▸ **Aim of the task**
Pull out every line from the listing that has the word "areSameIndexes".

--- START ---

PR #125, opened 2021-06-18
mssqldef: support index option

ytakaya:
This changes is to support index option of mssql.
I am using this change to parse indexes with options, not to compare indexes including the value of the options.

--- END ---
--- START ---

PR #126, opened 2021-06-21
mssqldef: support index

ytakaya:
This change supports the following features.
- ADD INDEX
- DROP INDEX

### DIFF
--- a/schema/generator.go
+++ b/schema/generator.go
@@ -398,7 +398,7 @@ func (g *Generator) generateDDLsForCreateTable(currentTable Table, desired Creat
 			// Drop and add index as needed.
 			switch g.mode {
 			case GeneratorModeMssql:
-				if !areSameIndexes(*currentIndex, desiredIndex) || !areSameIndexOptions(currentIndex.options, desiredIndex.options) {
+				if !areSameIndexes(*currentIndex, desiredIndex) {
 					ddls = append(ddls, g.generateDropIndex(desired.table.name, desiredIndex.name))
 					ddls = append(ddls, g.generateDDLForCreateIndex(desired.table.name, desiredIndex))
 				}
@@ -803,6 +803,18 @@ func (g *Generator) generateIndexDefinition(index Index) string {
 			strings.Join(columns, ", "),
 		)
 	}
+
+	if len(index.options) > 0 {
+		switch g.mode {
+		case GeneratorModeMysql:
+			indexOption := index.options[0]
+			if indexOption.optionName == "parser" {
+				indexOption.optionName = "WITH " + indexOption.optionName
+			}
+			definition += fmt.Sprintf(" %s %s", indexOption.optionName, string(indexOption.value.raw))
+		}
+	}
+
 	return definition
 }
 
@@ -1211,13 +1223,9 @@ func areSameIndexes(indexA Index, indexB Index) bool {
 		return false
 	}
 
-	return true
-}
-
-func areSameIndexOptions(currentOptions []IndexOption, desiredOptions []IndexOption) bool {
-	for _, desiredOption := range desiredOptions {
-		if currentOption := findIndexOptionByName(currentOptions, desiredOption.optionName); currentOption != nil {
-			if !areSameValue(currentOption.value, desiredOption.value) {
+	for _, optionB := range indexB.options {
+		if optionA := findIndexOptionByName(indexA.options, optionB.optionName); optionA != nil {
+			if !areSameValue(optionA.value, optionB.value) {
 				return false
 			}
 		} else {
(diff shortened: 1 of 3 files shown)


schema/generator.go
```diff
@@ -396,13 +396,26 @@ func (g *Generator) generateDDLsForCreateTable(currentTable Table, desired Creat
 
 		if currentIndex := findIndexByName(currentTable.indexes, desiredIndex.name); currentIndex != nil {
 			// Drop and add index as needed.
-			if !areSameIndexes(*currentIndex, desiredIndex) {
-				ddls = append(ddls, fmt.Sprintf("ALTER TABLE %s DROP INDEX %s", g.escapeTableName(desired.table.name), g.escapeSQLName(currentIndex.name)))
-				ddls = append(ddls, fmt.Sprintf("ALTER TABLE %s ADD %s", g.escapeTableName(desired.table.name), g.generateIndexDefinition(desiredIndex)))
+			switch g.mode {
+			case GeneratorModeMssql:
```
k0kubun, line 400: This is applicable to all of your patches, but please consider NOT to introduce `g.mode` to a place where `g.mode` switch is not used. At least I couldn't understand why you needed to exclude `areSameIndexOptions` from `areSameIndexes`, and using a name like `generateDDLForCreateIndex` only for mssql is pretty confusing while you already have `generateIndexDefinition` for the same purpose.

--- END ---

▸ **Task solution**
-				if !areSameIndexes(*currentIndex, desiredIndex) || !areSameIndexOptions(currentIndex.options, desiredIndex.options) {
+				if !areSameIndexes(*currentIndex, desiredIndex) {
@@ -1211,13 +1223,9 @@ func areSameIndexes(indexA Index, indexB Index) bool {
-			if !areSameIndexes(*currentIndex, desiredIndex) {
k0kubun, line 400: This is applicable to all of your patches, but please consider NOT to introduce `g.mode` to a place where `g.mode` switch is not used. At least I couldn't understand why you needed to exclude `areSameIndexOptions` from `areSameIndexes`, and using a name like `generateDDLForCreateIndex` only for mssql is pretty confusing while you already have `generateIndexDefinition` for the same purpose.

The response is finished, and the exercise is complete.